(THE DATA):
PR #2115, opened 2026-07-16
fix(tests): repair feature-test function identity

### LINKED ISSUE #2112: Feature-test files export test functions that do not match their filenames, breaking selection and report identity
## Problem

Five feature-test files export a `test_*` function whose name does not match the file's basename. Because `DynamicExecutor` keys both its `--include`/`--exclude` filter and its report entries on the **exported name** rather than the filename, these files cannot be selected by their own names, and three exported names are defined twice inside one suite — two of them colliding with a real, correctly-named sibling file in the same directory.

This is a repository-integrity defect in the test suites, not a product bug. No test body is silently dropped (see Evidence), but test selection and reporting identity are broken, and it violates the development skill's rule that a test file contains one test named after what it asserts.

Affected users: contributors running or filtering the `test-typia-schema` and `test-utils` suites, and anyone reading a name-keyed test report.

## Evidence

Scanning all 426 tracked `tests/*/src/features/**/test_*.ts` files for `export const|function test_*` whose name differs from the basename yields exactly five:

| File | Exported identity |
| --- | --- |
| `tests/test-typia-schema/src/features/llm.application/test_llm_application_custom_valiidate.ts` | `test_llm_application_custom_validate` |
| `tests/test-typia-schema/src/features/llm.application/test_llm_controller_custom_valiidate.ts` | `test_llm_application_custom_validate` |
| `tests/test-utils/src/features/llm/coerce/test_llm_coerce_json_stringify_overlapped.ts` | `test_llm_coerce_json_strignify_overlapped` |
| `tests/test-utils/src/features/llm/http/test_http_llm_application_human.ts` | `test_http_llm_application` |
| `tests/test-utils/src/features/llm/http/test_http_llm_function_tags.ts` | `test_http_llm_function_deprecated` |

Note the two directions of error: `valiidate`/`strignify` are typos on the **filename** side, while `_human`/`_tags` are wrong on the **export** side (the export names a different case than the file asserts).

Three exported names are consequently defined by two files **within one suite**:

| Export name | Defined by | Suite |
| --- | --- | --- |
| `test_llm_application_custom_validate` | `test_llm_application_custom_valiidate.ts` + `test_llm_controller_custom_valiidate.ts` | test-typia-schema, same directory |
| `test_http_llm_application` | `test_http_llm_application.ts` + `test_http_llm_application_human.ts` | test-utils, same directory |
| `test_http_llm_function_deprecated` | `test_http_llm_function_deprecated.ts` + `test_http_llm_function_tags.ts` | test-utils, same directory |

The last two collide with a real, correctly-named sibling. (Three further cross-suite duplicates — `test_llm_schema_empty_required`, `test_llm_schema_enum`, `test_llm_schema_nullable` — are legitimate: matching filenames in two different suites and processes.)

Reproduction (no build required):

```bash
git ls-files 'tests/*/src/features/**/test_*.ts' | while read f; do
  base=$(basename "$f" .ts)
  grep -qE "export (const|function|async function) $base\b" "$f" || echo "MISMATCH: $f"
done
```

Observed: the five files above are reported. Expected: no output.

**Severity, verified against the installed runner.** `@nestia/e2e@10.0.2` `lib/DynamicExecutor.js` iterates `Object.entries(modulo)` per file, filters on `key.substring(0, prefix.length) !== props.prefix` and `props.filter(key)`, then does `report.executions.push({ name: key, location, ... })`. Because executions are **pushed to an array** rather than keyed into a map, no test body is dropped or shadowed. The real defects are:

1. **Filter identity is keyed on the export name, not the filename.** `--include test_llm_controller_custom_valiidate` selects nothing; `--include test_http_llm_application` silently runs two tests, one of which is the `_human` case.
2. **Report identity collides.** Two executions report the same `name` at different `location`s, indistinguishable in any name-keyed view.

## Consequence surface

- **Suites:** `test-typia-schema` and `test-utils` only — both function-per-file `DynamicExecutor` suites. The generated matrix suites (`test-typia-automated`, `test-utils-automated`) are unaffected.
- **Consumers:** anyone using `--include`/`--exclude` selection, and any name-keyed report or dashboard over the execution list.
- **Not affected:** product source, generated artifacts, and test outcomes. Every test body still runs today.
- **Case matrix for the cause:** filename-side typo (2 files), export-side wrong name (2 files), export-side typo (1 file). All five are hand-written mistakes with no shared code path.

## Approach

The invariant: **within a suite, each `tests/*/src/features/**/test_*.ts` exports exactly one `test_*` function whose name equals the file's basename, and no two files in one suite export the same name.**

Rename each of the five to satisfy the invariant, correcting the misspelled side (the filename for `valiidate`/`strignify`; the export for `_human`/`_tags`, which must name the case the file actually asserts). Then add a cheap backstop that enforces the invariant for the whole class permanently, so this cannot regress silently again. The backstop belongs to the feature-suite tree, not to product source.

- **Positive:** every `tests/*/src/features/**/test_*.ts` exports a `test_*` function matching its basename.
- **Negative:** no two files within one suite export the same `test_*` name; the three legitimate cross-suite duplicates remain allowed.
- **Boundary:** the backstop must not fire on the cross-suite pairs, and must fail on a deliberately introduced mismatch.
- **Regression:** `--include <name>` selects exactly the file of that basename for each of the five repaired cases.
- **Commands:** the reproduction loop above (must print nothing); `pnpm --filter ./tests/test-typia-schema start` and `pnpm --filter ./tests/test-utils start` for the renamed suites.

## Coordination

- **Complementary to, not a duplicate of, #2035.** #2035 (*Automated tests skip direct matrices and mask asynchronous failures*) cites only `tests/test-typia-automated/src/build/TestAutomationController.ts`, `tests/test-typia-automated/src/index.ts`, and `tests/test-utils-automated/src/index.ts`, and owns the **generated**-tree naming/count backstop. None of the five files here lives in a generated suite, the causes are unrelated (generator control flow vs hand-written typos), and #2035's harness backstop cannot detect a typo in a function-per-file suite. Folding this into #2035 would strand a minutes-long fix behind that issue's thirteen prerequisite batches.
- No product change and no package version bump.
- Safe to parallelize with any product work; touches only the two test suites.

samchon:
## Intent

Repairs the five feature-test files whose exported `test_*` function name does not match their filename, and adds a permanent backstop so the class cannot regress silently.

Closes #2112.

## Scope

Tests only. No product source, no package version bump.

### The five repairs

The error is on a different side per file, so the repair differs per file. `_human` and `_tags` were copy-paste of a sibling's export, so the corrected name comes from reading what each body actually asserts:

| File | Misspelled side | Repair |
| --- | --- | --- |
| `test-typia-schema/.../test_llm_application_custom_valiidate.ts` | filename | rename to `..._custom_validate.ts`; export already correct |
| `test-typia-schema/.../test_llm_controller_custom_valiidate.ts` | filename **and** export subject | rename to `..._custom_validate.ts`; export becomes `test_llm_controller_custom_validate` — the body exercises `typia.llm.controller`, not `llm.application`, which is why it collided with its sibling |
| `test-utils/.../coerce/test_llm_coerce_json_stringify_overlapped.ts` | export (`strignify`) | export becomes `test_llm_coerce_json_stringify_overlapped` |
| `test-utils/.../http/test_http_llm_application_human.ts` | export | body asserts an `x-samchon-human` operation is dropped ⇒ `test_http_llm_application_human` |
| `test-utils/.../http/test_http_llm_function_tags.ts` | export | body asserts `func.tags` ⇒ `test_http_llm_function_tags` |

No test body, assertion, or import changed. Nothing referenced the five names outside their own files.

### The backstop: `tests/test-feature-identity`

A new workspace holding the invariant: **a `test_`-named file exports exactly one `test_*` function equal to its basename, a helper file exports none, and no two files of one suite export the same name.**

**Why a workspace, and why there.** It had to run in CI unchanged and had to attribute failures correctly:

- `tests/*` is a pnpm workspace glob and root `test:packages` starts every `./tests/test-*`, so it runs under `pnpm test` and the `test` workflow (whose `paths` already include `tests/**`) with no root or workflow edit.
- One implementation covers **all** suites, including ones added later. A per-suite backstop file would duplicate the scanner five times and silently lose coverage the day someone adds a suite without remembering to copy it.
- Putting it in an existing suite would make `test-utils` fail because `test-vercel` had a typo. Its own workspace owns the repository-level concern.
- It reads sources as **text** via `git ls-files` and imports nothing from another suite, so it respects the "don't reach into another suite's internals" rule.

**Why git, not a directory walk.** The generated matrix suites gitignore `src/features` and rebuild it per run, and #2035 owns their generator-side naming. Reading the tracked tree excludes them **by construction rather than by a hardcoded suite name**, and makes the result independent of which suites ran first.

The scan is fail-closed: only the top-level `export const|let|var|function` forms count, so an exotic export reads as "this file exports nothing" — a reported violation — rather than passing unchecked.

Cases: `test_feature_identity_repository` (the live tree), `_collect` (a throwaway git repo holding a non-ASCII name, a helper, a `.d.ts`, a file outside `features`, and a staged-then-deleted file), `_filename_mismatch`, `_duplicate_export`, `_helper_file`, `_source_parse`. It runs on explicit imports rather than `DynamicExecutor`, since a discovery-driven suite that tests discovery could hide its own failure.

Both skill docs' suite inventories are updated to match.

## Verification

| Command | Result |
| --- | --- |
| `pnpm --filter ./tests/test-feature-identity start` **before** the repairs | **Fails** — the 5 mismatches + the 3 intra-suite collisions, and nothing else |
| `pnpm --filter ./tests/test-feature-identity start` **after** the repairs | **Success** — 6 cases |
| `pnpm --filter ./tests/test-typia-schema start` | **Success** |
| `pnpm --filter ./tests/test-utils start` | **Success** |

`--include` selection is measured in [this comment](https://github.com/samchon/typia/pull/2115#issuecomment-4995088828), including one honest deviation from #2112's wording: each suite's filter is a **substring** match, not equality, so `--include test_http_llm_application` still selects its four `_human`/`_version`/`_function_name_length` siblings. What the repair delivers is that all four now report **distinct** names, and each of the five repaired names resolves to exactly one file — four of which previously selected **nothing**.

The three legitimate cross-suite duplicates (`test_llm_schema_empty_required`, `test_llm_schema_enum`, `test_llm_schema_nullable`) keep working; the uniqueness rule is scoped per suite and `test_feature_identity_duplicate_export` pins that boundary.

## Campaign CI

Issue-campaign implementation pull request. Automatic CI is deliberately suspended per `.agents/skills/issue-campaign/development.md`: every pushed SHA's runs are cancelled by the exact-SHA gate and local verification is recorded here instead. `spell-check` is fast enough to settle before the cancel lands; it caught a real `honours`/`honors` violation of `typos.toml`'s `locale = 'en-us'` on `3319b7e`, which is fixed, and it passes on the final SHA. `pnpm format` is deliberately not run; Post-Campaign Cleanup owns the repository-wide formatter result.


samchon:
## Self-Review — round 1 findings

Complete round over the `origin/master...HEAD` diff (backstop suite, five repairs, skill docs). Findings first; remediation follows in the next push.

All six findings are in the **backstop I wrote**, not in the five repairs. That is the right place for the scrutiny: the repairs are four one-line renames whose correctness the backstop attests, so a hole in the backstop is the only way this PR can claim more than it delivers.

### 1. `collect()` silently skips non-ASCII feature paths — fail-open (correctness)

`git ls-files` applies `core.quotePath` by default. Verified in a scratch repo:

```
$ git ls-files -- tests
"tests/test-x/src/features/test_\303\251.ts"
$ git ls-files -z -- tests | tr '\0' '\n'
tests/test-x/src/features/test_é.ts
```

`FEATURE_PATH` anchors on `^tests/`, so a quoted line never matches and that file **drops out of the scan entirely**. No such file exists today, so this is latent — but a check whose entire value proposition is "no feature file escapes the invariant" must not ship with a silent escape hatch. It also directly contradicts the fail-closed property the `parse` doc comment advertises.

**Fix:** `git ls-files -z` (which never quotes) and split on `\0`.

### 2. `collect()` throws ENOENT on an unstaged deletion (correctness)

`git ls-files` reads the **index**; `readFileSync` reads the **working tree**. Delete a feature file without staging it and the suite dies with an unhandled ENOENT instead of reporting anything. That is a normal mid-refactor state.

The working tree is what `DynamicExecutor` actually requires, so a file absent from disk is genuinely out of scope rather than a violation.

**Fix:** skip index entries with no working-tree file.

### 3. `execFileSync` inherits the 1 MB default `maxBuffer` (robustness)

`git ls-files -- tests` emits ~180 KB today. Growth past 1 MB would surface as an obscure ENOBUFS inside a naming check. **Fix:** set an explicit `maxBuffer`.

### 4. `describe()` prints "1 test functions" (diagnostic quality)

The helper-file branch can report a single export. A backstop's whole output is its diagnostic; ungrammatical output is a defect in the deliverable. **Fix:** singular/plural.

### 5. A `test_*.d.ts` would be a false positive (robustness)

`FEATURE_PATH` matches `.+\.ts$`, so `test_foo.d.ts` would yield basename `test_foo.d` and be reported as "exports no test_ function". None exist; excluding declaration files is cheap and stops a future contributor hitting a nonsense diagnostic.

### 6. Three lines exceed the 80-column prettier width (style)

`test_feature_identity_duplicate_export.ts:49`, `test_feature_identity_filename_mismatch.ts:24`, `test_feature_identity_source_parse.ts:57`.

Campaign rules forbid `pnpm format` here, so these get hand-formatted to keep the Post-Campaign Cleanup diff empty for the new files. The long `index.ts` imports are **not** a finding: prettier leaves single-specifier imports unbroken, matching the existing `test-typia-exact-optional/src/index.ts`.

### Not findings (checked, deliberately kept)

- **Cross-suite duplicates stay legal.** `test_llm_schema_empty_required`, `test_llm_schema_enum`, `test_llm_schema_nullable` exist in two suites; the uniqueness rule is scoped per suite and stays silent on them. Pinned by `test_feature_identity_duplicate_export`.
- **The generated matrices are out of scope by construction,** not by a hardcoded suite name: they gitignore `src/features`, so reading through git excludes them regardless of run order. #2035 owns their generator-side backstop.
- **`PlainNativeClone.ts`** is a real non-`test_` helper in a feature tree; the rule permits it and pins the permission.
- **The suite uses explicit imports, not `DynamicExecutor`.** A discovery-driven suite that tests discovery could hide its own failure.

samchon:
## Self-Review — round 2 findings

Round 1's six findings are remediated, and its `collect()` fixes are now pinned by a new `test_feature_identity_collect` case that builds a throwaway git repository holding the awkward shapes the live tree does not have (non-ASCII name, declaration file, unstaged deletion, file outside `features`). Fresh full round over the updated `origin/master...HEAD` diff follows.

### 1. The new collect case leaks git's warnings into the suite log (observed)

Its `git init` / `git add` calls inherit stderr, so the run prints:

```
  - test_feature_identity_repository: 305 ms
warning: in the working copy of 'tests/test-alpha/src/features/Helper.ts', LF will be replaced by CRLF the next time Git touches it
... (5 more)
  - test_feature_identity_collect: 300 ms
```

Six warning lines interleaved between two passing cases, from a **temporary repository that is deleted moments later**. A test log is read to tell pass from failure; noise that looks like a problem but is not trains the reader to skim past the lines that are. **Fix:** `stdio: "pipe"` on the fixture's git calls.

### 2. `FeatureIdentity.git()` discards git's stderr on failure

Its catch rethrows `(error as Error).message`, which for `execFileSync` is the exit-status line — the actual git diagnostic sits in `error.stderr` and is dropped. The helper exists to fail loudly and comprehensibly; today it fails loudly and mutely. **Fix:** pipe stderr and include it in the thrown message.

### 3. The collect case's mismatch assertion can pass for the wrong reason

Both `test_alpha_ordinary.ts` and `test_alpha_é.ts` take the `write` default body, so both export `test_alpha_stub`. That makes them an intra-suite **duplicate**, and the duplicate diagnostic names both paths — so `diagnose(files).some(line => line.includes("test_alpha_é.ts"))` would hold even if the mismatch rule never fired. The assertion does not test what its title claims.

**Fix:** give the ordinary file its own matching export. The fixture then yields exactly **one** diagnostic — the unicode mismatch — so the case can assert that count exactly, which is both stricter and simpler than a substring probe.

### 4. Three lines still exceed 80 columns (style)

`FeatureIdentity.ts:171`, `test_feature_identity_collect.ts:33` and `:60`. Same reasoning as round 1 finding 6.

### Verification status

- `test-feature-identity`: fails on the unrepaired tree with the 8 expected diagnostics, passes after the repairs.
- `test-typia-schema`: **Success**, 142 cases.
- `test-utils`: running; `--include` selection checks follow.

samchon:
## Self-Review — round 3 findings

Round 2's four findings are remediated. Fresh full round over the updated diff.

### 1. `spell-check` failed on this branch — real, and fixed

The suspended-CI gate cancels campaign runs, but `spell-check` is fast enough to finish before the cancel lands, so it reported for real on `3319b7e`:

```
error: `honours` should be `honors`
  ╭▸ ./tests/test-feature-identity/src/FeatureIdentity.ts:117:56
```

`typos.toml` pins `locale = 'en-us'`. Fixed, and the rest of the new suite is clean of British spellings.

Worth recording for the campaign: **`typos.toml` carries no allowlist entry for `valiidate` or `strignify`.** They survived on master because `typos` only reports words in its correction corpus and neither is in it — so removing them strands no dead config, and spell-check was never going to catch this class. The backstop is the only thing that does.

### 2. The collector is documented as reading *committed* sources — it reads the *index* (accuracy)

`git ls-files` lists **tracked** files, which includes a file staged but never committed. My own new fixture proves the contradiction: it calls `git add -A` and never commits, and `collect()` returns its files.

The behavior is right — a staged file is about to land and should be checked — but the word is wrong in 10 places across `FeatureIdentity.ts`, `test_feature_identity_repository.ts`, and both skill docs. A comment that misdescribes the trust boundary of a check is worse than none: the next reader reasons from it. **Fix:** say "tracked".

### 3. Non-findings, checked this round

- **`test_alpha_é` and Unicode normalization.** On macOS the filesystem stores NFD; git's `core.precomposeunicode` (default on) hands back NFC, so the comparison holds. If it ever did not, the `collected` path-list equality fails first with a readable diff rather than the `!` assertion throwing — the failure mode is diagnosable, so the fixture stays.
- **`git init` needs no `user.name`/`user.email`**: the fixture stages and never commits.
- **`FEATURE_PATH.exec("")`** on the trailing empty element of the `\0` split returns null and is filtered.
- **`FeatureIdentity.ts:171`** stays over 80 columns: it is a single regex literal, which prettier cannot break.

## Verification (complete)

| Command | Result |
| --- | --- |
| `pnpm --filter ./tests/test-feature-identity start` (before repairs) | **Fails** — 8 diagnostics: the 5 mismatches + the 3 intra-suite collisions |
| `pnpm --filter ./tests/test-feature-identity start` (after repairs) | **Success** — 6 cases |
| `pnpm --filter ./tests/test-typia-schema start` | **Success** |
| `pnpm --filter ./tests/test-utils start` | **Success** |

### `--include` selection, measured

`test-typia-schema -- --include test_llm_application_custom_validate test_llm_controller_custom_validate`:

```
  - test_llm_application_custom_validate: 1 ms
  - test_llm_controller_custom_validate: 0 ms
```

Two distinct names, one file each. Before: `test_llm_controller_custom_valiidate` selected **nothing**, and `test_llm_application_custom_validate` selected **two executions reporting the same name**.

`test-utils -- --include test_http_llm_application test_llm_coerce_json_stringify_overlapped test_http_llm_function_tags`:

```
  - test_llm_coerce_json_stringify_overlapped: 5 ms
  - test_http_llm_application: 43 ms
  - test_http_llm_application_function_name_length: 772 ms
  - test_http_llm_application_human: 8 ms
  - test_http_llm_application_version: 5 ms
  - test_http_llm_function_tags: 4 ms
```

**One nuance worth stating plainly rather than claiming the issue's wording verbatim.** #2112's regression criterion reads "`--include <name>` selects exactly the file of that basename". That is not literally reachable for a name that prefixes its siblings, because each suite's filter is `include.some((str) => name.includes(str))` — a **substring** match, not equality. So `--include test_http_llm_application` still selects four tests. That is a pre-existing property of the suites' filter and is outside this issue.

What the repair actually delivers, and what the run above proves:

| Name | Before | After |
| --- | --- | --- |
| `test_llm_controller_custom_validate` | 0 (unreachable) | 1 |
| `test_llm_coerce_json_stringify_overlapped` | 0 (unreachable) | 1 |
| `test_http_llm_function_tags` | 0 (unreachable) | 1 |
| `test_http_llm_application_human` | 0 (unreachable) | 1 |
| `test_llm_application_custom_validate` | 2 executions, **identical** names | 1 |
| `test_http_llm_application` (substring) | 4, two reporting the **same** name | 4, all **distinct** |

Every one of the five is now reachable by its own name, and no execution shares a name with another in its suite — which is the invariant, and what the backstop enforces.

samchon:
## Self-Review — round 4: clean

Round 3's two findings are remediated (`honours` → `honors`; "committed" → "tracked" across ten comments and both skill docs). A fresh complete round over the whole `origin/master...HEAD` diff produced **no finding that survives verification**. Self-Review is therefore complete: three rounds with findings, one clean round.

Checked again this round, nothing to change:

- **Fresh-checkout CI.** `actions/checkout` leaves a populated index, and `git ls-files` reads the index, so `fetch-depth: 1` is irrelevant. The lockfile carries the new importer, and `tests/*` is a workspace glob, so `pnpm install` and `test:packages` pick the suite up with no root or workflow edit.
- **`ttsx` with no `ttsc` dependency** matches every sibling suite and is exercised by the runs above.
- **`tsconfig.json` sets `plugins: []`** because the suite declares no `typia` dependency and never calls `typia.*`; it would otherwise fail to resolve the shared config's `typia/lib/transform` entry.
- **Parallel-safe.** `pnpm -r` may start suites concurrently; the fixture uses `mkdtempSync`, so each run owns its scratch repository.
- **Windows cleanup.** `git` marks objects read-only, which is the platform where `fs.rmSync` most plausibly fails. The fixture was run on Windows and cleans up; CI is Linux, so the harsher case is the verified one.
- **Duplicate diagnostics per file are intentional.** A mismatched file that also collides reports both the identity and the uniqueness violation — two real consequences of one typo, and the pair is exactly what the pre-repair run printed.

### Change Integrity disclosures

- **New package wiring:** adds the `tests/test-feature-identity` workspace and the corresponding `pnpm-lock.yaml` importer (`@nestia/e2e`, `@types/node`; both already in the `utils` catalog). No product dependency and no version bump.
- **Skill docs edited:** `.agents/skills/project/SKILL.md` and `.agents/skills/development/SKILL.md` enumerate the test workspaces, so leaving the new suite out would have made them wrong. While there, "seven shapes covering all twelve suites" became "these shapes" — that count was **already stale before this branch** (`test-typia-bundler-cache` is a thirteenth suite the list never picked up), and a total that must be edited on every suite addition rots faster than the list it introduces. `test-typia-bundler-cache` is deliberately **not** documented here: it is not this issue's to describe.

Ready for the lead. Not merging — #2112 is a lead-merge batch.

samchon:

## Independent Self-Review of the whole `origin/master...HEAD` diff: clean

- All five repairs verified directly: each file's exported `test_*` now equals its basename, and the two collisions with a real same-directory sibling (`test_http_llm_application`, `test_http_llm_function_deprecated`) are gone. The misspelled side was corrected per case rather than uniformly — filename for `valiidate`, export for `strignify`/`_human`/`_tags`.
- No file under `packages/` is touched; `pnpm-lock.yaml` gains only the new workspace importer with catalog deps. No product change and no version bump, so this batch is correctly outside the campaign's native-version serial chain.
- The skill-doc edits are sound and overdue: the removed *"seven shapes covering all twelve suites"* count was already stale on `master` before this branch.

## Backstop, run by the lead on `2d94219878`

```
pnpm --filter test-feature-identity start
  - test_feature_identity_repository: 947 ms
  - test_feature_identity_collect: 232 ms
  - test_feature_identity_filename_mismatch: 1 ms
  - test_feature_identity_duplicate_export: 0 ms
  - test_feature_identity_helper_file: 1 ms
  - test_feature_identity_source_parse: 0 ms
Success
```

The design choices hold up on review: reading `git ls-files` rather than the disk excludes the generated matrices **by construction** instead of by a hardcoded suite name, so a future generated suite cannot silently fall into scope; and an independent workspace means one scanner covers every suite including ones that do not exist yet.

## Corrections this batch made to the issue, both accepted

1. **The reproduction glob in #2112's body under-reached.** It scanned 426 files across two suites, not the full 479 across six, because it required a subdirectory under `features/`. A corrected scan finds exactly the same five mismatches and three intra-suite duplicates, so the finding set and acceptance criteria stand. Recorded on the issue as a chronology comment.
2. **One acceptance line was not literally reachable.** `--include <name>` is a `name.includes(str)` substring match, so it can never select exactly one sibling by name. That is pre-existing and outside this issue. The delivered and measured criterion is the one the rest of the body states: all five names now resolve to exactly one file and every execution reports a distinct name.

Round 3 of the author's Self-Review found the most valuable defect in this batch, and it was in the backstop itself rather than the repairs: `git ls-files` quotes non-ASCII paths, so the anchored pattern would have silently dropped those files — a fail-open hole in a check whose entire value is that nothing escapes it. Fixed with `-z` and pinned by a fixture.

(WHAT YOU SHOULD DO): List every line in the records above that contains the word "have".

(WRITTEN SOLUTION):
Round 1's six findings are remediated, and its `collect()` fixes are now pinned by a new `test_feature_identity_collect` case that builds a throwaway git repository holding the awkward shapes the live tree does not have (non-ASCII name, declaration file, unstaged deletion, file outside `features`). Fresh full round over the updated `origin/master...HEAD` diff follows.
- **Skill docs edited:** `.agents/skills/project/SKILL.md` and `.agents/skills/development/SKILL.md` enumerate the test workspaces, so leaving the new suite out would have made them wrong. While there, "seven shapes covering all twelve suites" became "these shapes" — that count was **already stale before this branch** (`test-typia-bundler-cache` is a thirteenth suite the list never picked up), and a total that must be edited on every suite addition rots faster than the list it introduces. `test-typia-bundler-cache` is deliberately **not** documented here: it is not this issue's to describe.
Round 3 of the author's Self-Review found the most valuable defect in this batch, and it was in the backstop itself rather than the repairs: `git ls-files` quotes non-ASCII paths, so the anchored pattern would have silently dropped those files — a fail-open hole in a check whose entire value is that nothing escapes it. Fixed with `-z` and pinned by a fixture.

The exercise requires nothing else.